Data entries:
PR #983, opened 2025-05-18
fix: allow scaling up of volumes of affinity group

Abhinandan-Purkait:
### Issue
Volumes that are part of the affinity group consider restriction while scaling up for first time.

### Fix
The fix relaxes the restriction on first scale up.

### DIFF
--- a/control-plane/agents/src/bin/core/controller/scheduling/affinity_group.rs
+++ b/control-plane/agents/src/bin/core/controller/scheduling/affinity_group.rs
@@ -1,7 +1,7 @@
 use crate::controller::{registry::Registry, resources::ResourceUid};
 use std::collections::HashMap;
 use stor_port::types::v0::{
-    store::volume::{AffinityGroupSpec, VolumeSpec},
+    store::volume::{AffinityGroupSpec, VolumeOperation, VolumeSpec},
     transport::{NodeId, PoolId},
 };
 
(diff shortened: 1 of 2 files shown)


control-plane/agents/src/bin/core/controller/scheduling/affinity_group.rs
```diff
@@ -12,32 +12,36 @@ pub(crate) fn get_restricted_nodes(
...
-            // for that volume.
-            let node_ids = specs.volume_replica_nodes(volume);
-            // Add a new node in the list if it doesn't already exist.
-            let filtered_nodes: Vec<NodeId> = node_ids
-                .into_iter()
-                .filter(|id| !restricted_nodes.contains(id))
-                .collect();
-            restricted_nodes.extend(filtered_nodes);
-        }
+    // Since num_replicas in VolumeSpec is equal to 1 when scaling up from 1 replica to 2 replicas
```
tiagolobocastro, line 15: But SetReplica(2) can also happen when scaling down?

Abhinandan-Purkait: This code path is not a part of the decrease volume replica flow.

Abhinandan-Purkait: This only gets called from increase volume replicas

control-plane/agents/src/bin/core/controller/scheduling/affinity_group.rs
```diff
@@ -12,32 +12,36 @@ pub(crate) fn get_restricted_nodes(
...
+        .operation
+        .as_ref()
+        .map(|op| op.operation.clone())
+    {
+        return Vec::new();
+    }
+
+    // Only apply restriction when the volume currently has 1 replica
+    if volume_spec.num_replicas != 1 {
+        return Vec::new();
```
dsharma-dc: This will be concise perhaps?

```suggestion
if matches!(
        volume_spec.operation.as_ref().map(|op| op.operation.clone()),
        Some(VolumeOperation::SetReplica(2))
    ) || volume_spec.num_replicas != 1
{
    return Vec::new();
}
```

Problem requirements: If a line of the data above contains "VolumeSpec", copy it out.

Completed task:
-    store::volume::{AffinityGroupSpec, VolumeSpec},
+    store::volume::{AffinityGroupSpec, VolumeOperation, VolumeSpec},
+    // Since num_replicas in VolumeSpec is equal to 1 when scaling up from 1 replica to 2 replicas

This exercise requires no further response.